Thats not to suggest we are without problems of our own.
But the fact is, our prices have fallen comparatively modestly by around
5% in real terms and the general consensus is that we may see a return
to slight growth perhaps as early as the third quarter of this year,
says Gerhard Kotzé, CEO of the ERA South Africa property group,
Clearly the South African property market has weathered the international
credit storm relatively well compared with the blood on the floor
scenario of the UK market right now.
It was evident to one of our people on a visit to the UK recently
that the streets were full of For Sale signs and the local
press was full of tales of woe about the lack of buyers and complaints
that the banks were simply not granting mortgages, but preferring to sit
on the cash injections the government had provided as part of their financial
rescue package.
There were also predictions of rising unemployment, the threat
of negative growth for the first time in decades, and reports that the
pound had fallen by about 25% against the Euro.
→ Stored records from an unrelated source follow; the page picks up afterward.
PR #7094, opened 2020-12-03
Standardize support for Firebase products that integrate with Remote Config.

vic-flair:


FirebaseRemoteConfig/Sources/RCNPersonalization.m
```diff
@@ -37,16 +38,31 @@ - (void)logArmActive:(NSString *)key config:(NSDictionary *)config {
   }
 
   NSDictionary *metadata = ids[key];
-  if (!metadata || metadata[kPersonalizationId] == nil) {
+  NSString *personalizationId = metadata[kPersonalizationId];
```
karenyz, line 41: move this to after the `!metadata` check ?

FirebaseRemoteConfig/Sources/RCNPersonalization.m
```diff
@@ -37,16 +38,31 @@ - (void)logArmActive:(NSString *)key config:(NSDictionary *)config {
...
+  if (!metadata || personalizationId == nil) {
     return;
   }
 
+  // This gets dispatched to a serial queue, so this is OK. But even if not, it'll just possibly log
+  // more.
+  if (self->_armsCache[key] == personalizationId) {
```
karenyz, line 48: does this mean we only want to log each arm once?

FirebaseRemoteConfig/Sources/RCNPersonalization.m
vic-flair: Done.

FirebaseRemoteConfig/Sources/RCNPersonalization.m
vic-flair: We want to log at least once. We can do de-duping on the back-end.

karenyz (approved):

FirebaseRemoteConfig/Sources/RCNPersonalization.h
```diff
@@ -19,16 +19,27 @@
 NS_ASSUME_NONNULL_BEGIN
 
 static NSString *const kAnalyticsOriginPersonalization = @"fp";
-static NSString *const kAnalyticsPullEvent = @"_fpc";
-static NSString *const kArmKey = @"_fpid";
-static NSString *const kArmValue = @"_fpct";
+
+static NSString *const kAnalyticsPullEvent = @"personalization_assignment";
```
erikeldridge, line 23: Minor: as I commented on the Android change, it's unclear to me what "pull" means here and below.

Also, given this whole file concerns logging to Analytics, including "Analytics" in some field names, but not others is confusing. I'd vote to just omit it.

The main distinctions from my perspective are internal vs external, and "event" vs "param" (to use Analytics' "feature type" nomenclature from the [event proposal](http://go/p13n-events)).

To summarize, I'd vote to use "internal" and "external" prefixes to differentiate internal from external events, and "event" and "param" suffixes to differentiate event names from param names, eg `kInternalEvent`, `kInternalChoiceIdParam`, etc

Thinking (no action req'd): all these field names are consistent across Android and iOS 👍

FirebaseRemoteConfig/Sources/RCNPersonalization.h
```diff
@@ -19,16 +19,27 @@
...
+static NSString *const kAnalyticsPullEventInternal = @"_fpc";
+static NSString *const kChoiceId = @"choiceId";
+static NSString *const kChoiceIdLogKey = @"_fpid";
 
 @interface RCNPersonalization : NSObject
 
 /// Analytics connector
 @property(nonatomic, strong) id<FIRAnalyticsInterop> _Nullable analytics;
 
+@property(atomic, strong) NSMutableDictionary *armsCache;
```
erikeldridge, line 41: As @danasilver commented on the Android change, something like `loggedChoiceIds` would be more self-descriptive.

FirebaseRemoteConfig/Sources/RCNPersonalization.m
```diff
@@ -37,16 +38,35 @@ - (void)logArmActive:(NSString *)key config:(NSDictionary *)config {
...
   [self->_analytics logEventWithOrigin:kAnalyticsOriginPersonalization
                                   name:kAnalyticsPullEvent
                             parameters:@{
-                              kArmKey : metadata[kPersonalizationId],
-                              kArmValue : values[key].stringValue
+                              kArmKey : key,
+                              kArmValue : values[key].stringValue,
+                              kPersonalizationIdLogKey : metadata[kPersonalizationId],
+                              kArmIndexLogKey : metadata[kArmIndex],
+                              kGroup : metadata[kGroup]
```
erikeldridge, line 64: Thinking: the [design](http://go/sage-p13n-bq) lists five things we want to log:
1. Developer friendly identifier of the personalization (either the rc param, or an id customers can map back to rc param), satisfied by the `arm_key` field
2. The choice that was made (a string value), satisfied by the `arm_value` field
3. The group the user was in (“p13n” or “baseline”), satisfied by the `group` field
4. Personalization ID, satisfied by the `personalization_id` field
5. Arm index, satisfied by the `arm_index` field

Thinking: the external event name is arbitrary, we just need to document what it is. `personalization_assignment` seems self-descriptive to me 👍

Minor: renaming `arm_key` to something like `rc_parameter` would be more self-descriptive given it communicates an RC parameter. Likewise, renaming the `key` arg passed to `logArmActive` to `rcParameter` would clarify its purpose.

FirebaseRemoteConfig/Sources/RCNPersonalization.m
```diff
@@ -37,16 +38,35 @@ - (void)logArmActive:(NSString *)key config:(NSDictionary *)config {
...
                             }];
+
+  [self->_analytics logEventWithOrigin:kAnalyticsOriginPersonalization
+                                  name:kAnalyticsPullEventInternal
+                            parameters:@{kChoiceIdLogKey : choiceId}];
```
erikeldridge, line 69: Thinking: the [design](http://go/p13n-choice-metadata) lists one thing we want to log in the internal event:

1. Choice ID, satisfied by the `_fpid` param

Thinking: the `_fpc` event name is correct per the [events proposal](http://go/p13n-events).

FirebaseRemoteConfig/Tests/Unit/RCNPersonalizationTest.m
```diff
@@ -118,51 +126,97 @@ - (void)testSinglePersonalizationKey {
...
 
   [_personalization logArmActive:@"key1" config:_configContainer];
   [_personalization logArmActive:@"key2" config:_configContainer];
+  [_personalization logArmActive:@"key1" config:_configContainer];
 
-  OCMVerify(times(2),
+  OCMVerify(times(4),
             [_analyticsMock logEventWithOrigin:kAnalyticsOriginPersonalization
-                                          name:kAnalyticsPullEvent
+                                          name:[OCMArg isKindOfClass:[NSString class]]
```
erikeldridge, line 157: IIUC, we no longer assert the event name anywhere. Given a regression in the event name would be bad, I think it's worth asserting.

erikeldridge (commented):
Seems technically correct to me 👍  I dropped a couple comments re event field naming to improve readability, but since they concern naming, which can be contentious, I flagged them as minor. To avoid miscommunication, I'll defer formal approval to Karen, since she's the iOS lead.

danasilver (approved):

FirebaseRemoteConfig/Sources/RCNPersonalization.m
```diff
@@ -25,28 +25,48 @@ - (instancetype)initWithAnalytics:(id<FIRAnalyticsInterop> _Nullable)analytics {
...
+  if (!metadata) {
     return;
   }
 
+  NSString *choiceId = metadata[kChoiceId];
+  if (choiceId == nil) {
+    return;
+  }
+
+  // This gets dispatched to a serial queue, so this is OK. But even if not, it'll just possibly
```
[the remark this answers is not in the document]
vic-flair: "This" refers to this function. It has to do with how iOS handles async stuff. A serial queue means that functions are executed serially, which isn't always the case. Do you have any suggestions on how to make it clearer?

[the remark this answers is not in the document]
danasilver: What do you think of "Listeners like logArmActive are dispatched to a serial queue, so loggedChoiceIds should contain any previously logged RC Parameter/Choice ID pairs."

PR #7097, opened 2020-12-03
GUL: make NSURLSession promise extension public

maksymmalyhin:


paulb777 (approved):
Will you do a minor version bump for this for any clients?

Also, may want to hold off on merging until after the 7.3 release branch is made.

maksymmalyhin:
> Will you do a minor version bump for this for any clients?

This API hasn't been used in any released SDK yet, so I think a minor version bump should be enough. WDYT?

> Also, may want to hold off on merging until after the 7.3 release branch is made.

Sure, I'm fine to hold off though it looks like a safe change.

PR #7100, opened 2020-12-04
Use iPhone 12 Pro for watchOS builds

ryanwilson:
This was causing a nightly failure. Xcode 12.2 is the default as of Nov 30th.


ryanwilson:
Closing in favour of #7101

PR #7102, opened 2020-12-04
Remove Analytics Catalyst tests.

ryanwilson:
By specifying iOS in the package manifest, it includes Analytics but the
Analytics xcframework doesn't have a Catalyst slice.

#no-changelog

### DIFF
--- a/.github/workflows/spm.yml
+++ b/.github/workflows/spm.yml
@@ -29,7 +29,7 @@ jobs:
 
   cron-only:
     # Don't run on private repo.
-    #    if: github.event_name == 'schedule' && github.repository == 'Firebase/firebase-ios-sdk'
+    if: github.event_name == 'schedule' && github.repository == 'Firebase/firebase-ios-sdk'
 
     runs-on: macOS-latest
     strategy:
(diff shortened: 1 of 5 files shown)


.github/workflows/spm.yml
```diff
@@ -29,7 +29,7 @@ jobs:
 
   cron-only:
     # Don't run on private repo.
-    if: github.event_name == 'schedule' && github.repository == 'Firebase/firebase-ios-sdk'
+    #    if: github.event_name == 'schedule' && github.repository == 'Firebase/firebase-ios-sdk'
```
paulb777, line 32: Restore after testing.

paulb777 (approved):
Thanks! LGTM after green and cron restore.

Package.swift
```diff
@@ -801,8 +801,6 @@ let package = Package(
       dependencies: [
         "FirebaseAuth",
         "FirebaseABTesting",
-        .target(name: "FirebaseAnalytics",
```
paulb777, line 804: Same change needed for the swift test

ryanwilson: Good catch, done.

.github/workflows/spm.yml
ryanwilson: Done.

paulb777:
Merging to get cron fixed for tonight.

PR #7118, opened 2020-12-07
Fix Carthage metrics

paulb777:
Fix the toggling of the Carthage flag between the two Core Diagnostics builds.


ryanwilson (approved):
Thanks for this fix!

PR #7122, opened 2020-12-07
Clean up usages of deprecated APIs

rosalyntan:
Clean up usages of deprecated APIs in Auth now that the minimum iOS version is iOS 10.

### DIFF
--- a/GoogleUtilities/AppDelegateSwizzler/GULAppDelegateSwizzler.m
+++ b/GoogleUtilities/AppDelegateSwizzler/GULAppDelegateSwizzler.m
@@ -517,20 +517,13 @@ static dispatch_once_t sProxyAppDelegateRemoteNotificationOnceToken;
       NSSelectorFromString(kGULDidReceiveRemoteNotificationWithCompletionSEL);
   SEL didReceiveRemoteNotificationWithCompletionDonorSEL =
       @selector(application:donor_didReceiveRemoteNotification:fetchCompletionHandler:);
-  if ([appDelegate respondsToSelector:didReceiveRemoteNotificationWithCompletionSEL]) {
-    // Only add the application:didReceiveRemoteNotification:fetchCompletionHandler: method if
-    // the original AppDelegate implements it.
-    // This fixes a bug if an app only implements application:didReceiveRemoteNotification:
-    // (if we add the method with completion, iOS sees that one exists and does not call
-    // the method without the completion, which in this case is the only one the app implements).
 
-    [self proxyDestinationSelector:didReceiveRemoteNotificationWithCompletionSEL
-        implementationsFromSourceSelector:didReceiveRemoteNotificationWithCompletionDonorSEL
-                                fromClass:[GULAppDelegateSwizzler class]
-                                  toClass:appDelegateSubClass
-                                realClass:realClass
-         storeDestinationImplementationTo:realImplementationsBySelector];
-  }
+  [self proxyDestinationSelector:didReceiveRemoteNotificationWithCompletionSEL
+      implementationsFromSourceSelector:didReceiveRemoteNotificationWithCompletionDonorSEL
+                              fromClass:[GULAppDelegateSwizzler class]
+                                toClass:appDelegateSubClass
+                              realClass:realClass
+       storeDestinationImplementationTo:realImplementationsBySelector];
 #endif  // !TARGET_OS_WATCH && !TARGET_OS_OSX
 }
 
--- a/FirebaseAuth/Sources/Auth/FIRAuth.m
+++ b/FirebaseAuth/Sources/Auth/FIRAuth.m
@@ -1502,31 +1502,11 @@ static NSMutableDictionary *gKeychainServiceNameForAppName;
   completionHandler(UIBackgroundFetchResultNoData);
 }
 
-// iOS 10 deprecation
-#pragma clang diagnostic push
-#pragma clang diagnostic ignored "-Wdeprecated-implementations"
-- (void)application:(UIApplication *)application
-    didReceiveRemoteNotification:(NSDictionary *)userInfo {
-  [self canHandleNotification:userInfo];
-}
-#pragma clang diagnostic pop
-
 - (BOOL)application:(UIApplication *)app
             openURL:(NSURL *)url
             options:(NSDictionary<UIApplicationOpenURLOptionsKey, id> *)options {
   return [self canHandleURL:url];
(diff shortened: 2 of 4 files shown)


paulb777 (approved):

rosalyntan:
Hi @maksymmalyhin, I ran into an issue with Phone Auth in the sample app while testing this PR, and I have a couple of questions:

`application:didReceiveRemoteNotification` was deprecated in iOS 10, and `application:didReceiveRemoteNotification:fetchCompletionHandler` should be used instead. However, `application:didReceiveRemoteNotification:fetchCompletionHandler` is only swizzled [if the selector is present in the application's ApplicationDelegate](https://github.com/firebase/firebase-ios-sdk/blob/289e093f89f5dd4ba44377cf57dbf6062e8354c3/GoogleUtilities/AppDelegateSwizzler/GULAppDelegateSwizzler.m#L520). In order to make swizzling work properly, I need to remove that if-statement from GULAppDelegateSwizzler and always swizzle `application:didReceiveRemoteNotification:fetchCompletionHandler`.

Would this be a breaking change? From the comment in GULAppDelegateSwizzler "This fixes a bug if an app only implements `application:didReceiveRemoteNotification:`" it seems like it would break apps in that state.

maksymmalyhin:
> Hi @maksymmalyhin, I ran into an issue with Phone Auth in the sample app while testing this PR, and I have a couple of questions:
> 
> `application:didReceiveRemoteNotification` was deprecated in iOS 10, and `application:didReceiveRemoteNotification:fetchCompletionHandler` should be used instead. However, `application:didReceiveRemoteNotification:fetchCompletionHandler` is only swizzled [if the selector is present in the application's ApplicationDelegate](https://github.com/firebase/firebase-ios-sdk/blob/289e093f89f5dd4ba44377cf57dbf6062e8354c3/GoogleUtilities/AppDelegateSwizzler/GULAppDelegateSwizzler.m#L520). In order to make swizzling work properly, I need to remove that if-statement from GULAppDelegateSwizzler and always swizzle `application:didReceiveRemoteNotification:fetchCompletionHandler`.
> 
> Would this be a breaking change? From the comment in GULAppDelegateSwizzler "This fixes a bug if an app only implements `application:didReceiveRemoteNotification:`" it seems like it would break apps in that state.

I think we can change the condition to add `application:didReceiveRemoteNotification:fetchCompletionHandler` only if `application:didReceiveRemoteNotification:` is not present in the original app delegate. That should fix your issue and still should not break clients that use old API. @rosalyntan WDYT?

GoogleUtilities/AppDelegateSwizzler/GULAppDelegateSwizzler.m
```diff
@@ -517,20 +517,13 @@ + (void)proxyRemoteNotificationsMethodsWithAppDelegateSubClass:(Class)appDelegat
       NSSelectorFromString(kGULDidReceiveRemoteNotificationWithCompletionSEL);
   SEL didReceiveRemoteNotificationWithCompletionDonorSEL =
       @selector(application:donor_didReceiveRemoteNotification:fetchCompletionHandler:);
-  if ([appDelegate respondsToSelector:didReceiveRemoteNotificationWithCompletionSEL]) {
```
maksymmalyhin, line 520: As you mentioned before, it is actually a breaking change. I think we can change the condition to the following:
```
if (![appDelegate didReceiveRemoteNotificationSEL])
```
It is still may be considered as breaking but, in this case the clients that use Auth will get depreciation warning in their code if they still use `didReceiveRemoteNotification:` so it will be more legitimate for the swizzler to force using the new API.

maksymmalyhin: I would suggest to add a clear changelog item describing the implications of this change to GoogleUtilities and add a reference to it to Auth to increase visibility of it.

maksymmalyhin (changes requested):
LGTM, but let's finalize the swizzler changes approach.

GoogleUtilities/AppDelegateSwizzler/GULAppDelegateSwizzler.m
paulb777: What exactly is breaking? We shouldn't do anything that would break a Firebase 7 app.

maksymmalyhin: If the method [application:didReceiveRemoteNotification:fetchCompletionHandler:](https://developer.apple.com/documentation/uikit/uiapplicationdelegate/1623013-application?language=objc) is found in the app delegate then the method [application:didReceiveRemoteNotification:](https://developer.apple.com/documentation/uikit/uiapplicationdelegate/1623117-application?language=objc) will never be called.

My suggestion is that we add  [application:didReceiveRemoteNotification:fetchCompletionHandler:](https://developer.apple.com/documentation/uikit/uiapplicationdelegate/1623013-application?language=objc) only if [application:didReceiveRemoteNotification:](https://developer.apple.com/documentation/uikit/uiapplicationdelegate/1623117-application?language=objc) is not found to avoid accidentally breaking an app that still uses the deprecated method. The downside of this approach is that if `application:didReceiveRemoteNotification:` is still used together with Auth, then Auth will never receive the notification. I guess this downside may be mitigated by the changelog and the depreciation warning form on iOS 10+. 

Probably another option would be just hold off on the change until GoogleUtilities stop supporting iOS 9. 

Any thoughts on how to handle it better? Feel free to schedule a chat.

rosalyntan: It sounds like either way, removing usage of `application:didReceiveRemoteNotification` is a breaking change since some applications may still use it in their own app delegates. I think waiting until the next breaking change release to clean up these usages sounds good.

However, removing the usage of `application:openURL:sourceApplication:annotation:` now should be fine though, correct?

maksymmalyhin: @rosalyntan Well, if I understand correctly, it looks pretty similar, if the old method is still used in the app then Auth won't get notified. If so, I would postpone the change until Firebase 8.

rosalyntan: Gotcha, sounds good to me. I'll wait till Firebase 8 to be on the safe side.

Pre-Christmas shopping
was characterised by massive price reductions of up to 90% and household
names like Woolworths disappeared off the retail map as the credit crunch
bit.
What is more, says Kotzé, prices for UK property remain inordinately
high by our standards even after the slump. What you pay for a pokey
one-bed one-bath upper and downer there would buy you a large
multi-roomed home in SA and still leave you some change.
And the property market in South Africa is ticking over, if not
spectacularly, then at least steadily in many areas, although there is
no denying that it is a buyers market, volumes are down and the
lead time to a sale is now numbered in months rather than weeks or even
days as it was at the height of the boom four years ago.